Recent Advances in the Treatment of Eosinophilic Esophagitis

Shauna Schroeder; Dan Atkins; Glenn T Furuta


Expert Rev Clin Immunol. 2010;6(6):929-937. 

In This Article

Clinical Symptoms & Features of Eosinophilic Esophagitis

Eosinophilic esophagitis (EoE) has a spectrum of presenting symptoms, including feeding difficulties, failure to thrive, vomiting, epigastric and chest pain, dysphagia and food impactions. Clinical experience and increasing evidence suggests that these symptoms may develop chronologically. Whether this occurs because children are able to better express themselves with age or because eosinophilic inflammation leads to changes in functional phenotypes remains unclear.[1,2] For example, young infants and toddlers often present with failure to thrive and feeding difficulties. These early feeding difficulties may be manifested as food refusal, low variety intake, poor acceptance of new foods, unstructured mealtimes, holding food in the mouth, spitting food out and prolonged feeding time.[3] Preschool and school-aged patients commonly complain of abdominal pain or vomiting, whereas dysphagia is the primary complaint among adolescents. Dysphagia is often described as difficulty swallowing food, while some patients report food sticking temporarily in the throat or chest before moving into the stomach. A carefully taken history often reveals that these patients develop compensatory mechanisms such as eating slowly, taking small bites, chewing excessively, drinking after each bite or avoiding specific foods with denser textures that are problematic such as meat or bread.[4] Food impaction is the common complaint of the adolescent and adult patient populations.

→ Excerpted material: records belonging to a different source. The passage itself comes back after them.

PR #8392, opened 2026-02-11
Progress reporting when checking in parallel

plt-amy:
The length of the import stack is a somewhat random measurement that doesn't give any insight on how far along typechecking is. In sequential mode, we can't really do any better, because we have no idea how many modules we'll actually end up checking (only how many we have checked). However, when checking in parallel, we do actually have a *pretty okay* idea of how many modules there are to process, namely the amount of threads that have been started.

If one is checking an `Everything` file, this estimate is pretty stable from the start. It varies more with `--build-library` because of the way we start threads there, but anecdotally the stdlib stabilises at a worker count of 1200 about a quarter of the way in when there is actual checking to do.

### DIFF
--- a/src/full/Agda/Interaction/Imports.hs
+++ b/src/full/Agda/Interaction/Imports.hs
@@ -42,6 +42,7 @@ import Control.Monad.IO.Class      ( MonadIO(..) )
 import Control.Monad.State         ( MonadState(..), execStateT )
 import Control.Monad.Trans.Maybe
 import Control.Concurrent
+import Control.DeepSeq
 
 import Data.Either
 import Data.Monoid
@@ -490,6 +491,8 @@ data TCWorkers = Workers
     -- worker to signal completion (or failure).
   , workerModules    :: !(IORef DecodedModules)
     -- ^ The shared 'DecodedModules' where workers can put their results.
+  , workerStarted    :: !(IORef Int)
+    -- ^ How many threads have actually started their work. Used for progress reporting.
   }
 
 -- | If the user has asked for it, prepare the type checker for loading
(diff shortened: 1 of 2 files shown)


plt-amy:
A slightly more involved change would be to print, in addition to the log, a line at the very bottom which says which modules are currently being checked.

plt-amy:
~~[Here's what it looks like.](https://github.com/agda/agda/actions/runs/21911336831/job/63269163259#step:7:43)~~ I just realised that the link doesn't actually go to the logs (thanks github), it looks like

```
( 294/1109) Checking Function.Consequences.Setoid (…/src/Function/Consequences/Setoid.agda).
( 295/1109) Checking Relation.Binary.Morphism.RelMonomorphism (…/src/Relation/Binary/Morphism/RelMonomorphism.agda).
( 296/1109) Checking Relation.Binary.Indexed.Homogeneous.Construct.At (…/src/Relation/Binary/Indexed/Homogeneous/Construct/At.agda).
( 297/1109) Checking Relation.Binary.Morphism.OrderMonomorphism (…/src/Relation/Binary/Morphism/OrderMonomorphism.agda).
( 298/1109) Checking Relation.Binary.Lattice (…/src/Relation/Binary/Lattice.agda).
( 299/1109) Checking Data.Container.Indexed.Relation.Binary.Pointwise.Properties (…/src/Data/Container/Indexed/Relation/Binary/Pointwise/Properties.agda).
( 300/1109) Checking Codata.Sized.Cofin (…/src/Codata/Sized/Cofin.agda).
( 301/1109) Checking Codata.Sized.Conat.Properties (…/src/Codata/Sized/Conat/Properties.agda).
( 302/1109) Checking Codata.Sized.Delay.Properties (…/src/Codata/Sized/Delay/Properties.agda).
```

(I replaced `/home/runner/blah/blah/src/std-lib` with `…` manually.)

andreasabel:
Agda dev call 2026-02-25: nice, want to have!

PR #8394, opened 2026-02-12
Fix --help claiming --type-in-type is the default

meithecatte:
Before:

```
    --type-in-type                          ignore universe levels (this makes Agda inconsistent) (default)
    --no-type-in-type                       do not ignore universe levels
```

After:

```
    --type-in-type                          ignore universe levels (this makes Agda inconsistent)
    --no-type-in-type                       do not ignore universe levels (default)
```


andreasabel (approved):
Thanks!

We seem to have only one use of `mapValue`, so its fine to replace it by the more specific `not'`.

meithecatte:
Yes, I've opted to remove `mapValue` entirely, considering it has proven difficult to use correctly.

PR #8396, opened 2026-02-13
experiment: check cubical in parallel

plt-amy:
Builds off #8387 also. Experiments with checking the cubical library in parallel to see if we get a worthwhile improvement in CI time.

### DIFF
--- a/Makefile
+++ b/Makefile
@@ -558,7 +558,8 @@ cubical-test :
 	-rm -rf cubical/_build
 	@$(call decorate, "Cubical library test", \
 		time $(MAKE) -C cubical \
-                  AGDA_BIN=$(AGDA_BIN) RTS_OPTIONS=$(AGDA_OPTS))
+			AGDA_BIN="$(AGDA_BIN)" AGDA_FLAGS="-j" RTS_OPTIONS=$(AGDA_OPTS) \
+			gen-everythings check)
 
 .PHONY : continue-cubical-test ##
 continue-cubical-test :


plt-amy:
Ignore that first result, the cubical library makefile is… one of the makefiles of all time. It didn't use `-j` at all.

plt-amy:
CPU on the CI machines continues to be sorely disappointing.

```
-- before:
real	21m26.811s
user	21m23.335s
sys	0m6.068s

-- after:
real	18m4.712s
user	47m45.533s
sys	2m5.470s
```

JacquesCarette:
Maybe this helps?
```
GitHub offers larger runners with more resources, including up to 64 cores. This is the easiest method as GitHub manages the virtual machines for you. This option requires an organization account on a GitHub Team or Enterprise Cloud plan and a valid credit card on file. 
Steps to use larger runners:

    Enable larger runners for your organization:
        Navigate to your organization's Settings, then Actions, and select Runners.
        Click New runner, then New GitHub-hosted runner.
        Follow the prompts to select the desired platform, image, and size (e.g., ubuntu-latest-8core, windows-latest-16core).
        Configure access for specific repositories.
    Update your workflow YAML file to specify the larger runner by name or label using the runs-on key.
        Change the default runs-on: ubuntu-latest (which has 2 cores) to your new runner's label, e.g., runs-on: ubuntu-20.04-16core
```

andreasabel:
@JacquesCarette wrote:
> GitHub offers larger runners with more resources, including up to 64 cores. This is the easiest method as GitHub manages the virtual machines for you. 

> This option requires an organization account on a GitHub Team or Enterprise Cloud plan and a valid credit card on file.

Sounds like this requires a resource of which we have 0 units: cash.

JacquesCarette:
> Sounds like this requires a resource of which we have 0 units: cash.

I'd happily donate a certain amount, yearly. Hopefully there would be more such people. It rather depends on how much cash they're looking for.

AndrasKovacs:
On 9800X3D desktop the parallel gains are significant:
- `-j1`: 487s
- `-j16`: 257s

andreasabel:
Agda dev call 2026-04-01: why haven't we merged this yet? ;-)  Merge!

andreasabel:
Merged according to decision.

PR #8404, opened 2026-02-17
Refactor: Make Context a newtype

NathanielB123:
The motivation for this refactor was noticing some of the `traceSDoc`s in `Match NLPat Term` were mangled (incorrect variable names). The root issue turned out to be that that `addContext k` where `k :: Context` was calling into the `AddContext [a]` instance, which is designed for telescopes rather than contexts (so the context entries were getting added to the context in reverse). This didn't cause an obvious bug with functionality because the types of `PBoundVar`s are retrieved with `lookupBV_ i k` directly rather than first adding `k` to the context and then calling `lookupBV`, but I think this is brittle (and maybe does cause a bug somewhere - I haven't tried super hard to find one).

The quick solution would just be to add an `{-# OVERLAPPING #-} AddContext Context` instance, but I thought I would try to do the principled thing and wrap `Context` in a `newtype` instead.

I am not sure if this is really worth it - there is still some code that works with un-reversed `[ContextEntry]`s... Up to the maintainers I guess.

### DIFF
--- a/src/full/Agda/Interaction/BasicOps.hs
+++ b/src/full/Agda/Interaction/BasicOps.hs
@@ -980,7 +980,7 @@ metaHelperType norm ii rng s = withInteractionId ii do
     -- Konstantin, 2022-10-23: We don't want to print section parameters in helper type.
     freeVars <- getCurrentModuleFreeVars
     ctx <- getContext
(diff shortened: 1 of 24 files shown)


andreasabel (approved):
Makes sense!

PR #8406, opened 2026-02-18
Fix #8402: missing OtherAspects in agda.sty

### LINKED ISSUE #8402: LaTeX backend uses unknown command`\AgdaDeadcode`
The LaTeX backend translates `Aspect`s to commands but those might not be implemented in `agda.sty`.  E.g.
```agda
\documentclass{article}
\usepackage{agda}
\begin{document}
\begin{code}
postulate
  f : @101 Set → Set
\end{code}
\end{document}
```
produces `\AgdaDeadcode` around the unknown attribute `@101`:
```latex
\documentclass{article}
\usepackage{agda}
\begin{document}
\begin{code}%
\>[0]\AgdaKeyword{postulate}\<%
\\
\>[0][@{}l@{\AgdaIndent{0}}]%
\>[2]\AgdaPostulate{f}\AgdaSpace{}%
\AgdaSymbol{:}\AgdaSpace{}%
\AgdaDeadcode{\AgdaSymbol{@}}\AgdaDeadcode{\AgdaNumber{101}}\AgdaSpace{}%
\AgdaPrimitive{Set}\AgdaSpace{}%
\AgdaSymbol{→}\AgdaSpace{}%
\AgdaPrimitive{Set}\<%
\end{code}
\end{document}
```

`agda.sty` should be equipped with all commands the the LaTeX backend uses.
The translation of aspects should maybe be implemented more robustly than a use of `show`, with explicit matching so it becomes apparent if there is a new aspect like `Deadcode`. https://github.com/agda/agda/blob/69fae8f10a4e68d1608f16bb316e4a87bc3fecfb/src/full/Agda/Interaction/Highlighting/LaTeX/Base.hs#L496-L499

andreasabel:
Adds a LaTeX testcase for all the other aspects that we can currently pass to the backend.

The `IncompletePattern` aspect is unused and thus deleted.

Closes #8402.


src/full/Agda/Interaction/Highlighting/LaTeX/Base.hs
```diff
@@ -496,7 +496,28 @@ processCode toks' = do
...
+        PositivityProblem    -> s
+        Deadcode             -> s
+        ShadowingInTelescope -> s
+        CoverageProblem      -> s
+        TypeChecks           -> s
+        MissingDefinition    -> s
+        InstanceProblem      -> s
+        CosmeticProblem      -> s
+        CatchallClause       -> s
+        ConfluenceProblem    -> s
```
andreasabel, line 520: We could replace some cases here with `__IMPOSSIBLE__`.

andreasabel: Let's not do this now, we might get #8408 to work...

The food impactions can result from fixed esophageal strictures or esophageal dysmotility.[5] A prospective study investigating the natural history of EoE in a follow-up study of 30 adult patients for up to 11.5 years showed that EoE as a primary and chronic disease was restricted to the esophagus, led to persistent dysphagia and structural esophageal alterations, but did not impact the nutritional state. No malignant potential was associated with this disease. This study described 29 out of 30 patients with EoE who almost exclusively reported acute and recurrent dysphagia with impaction of solid foods.[6]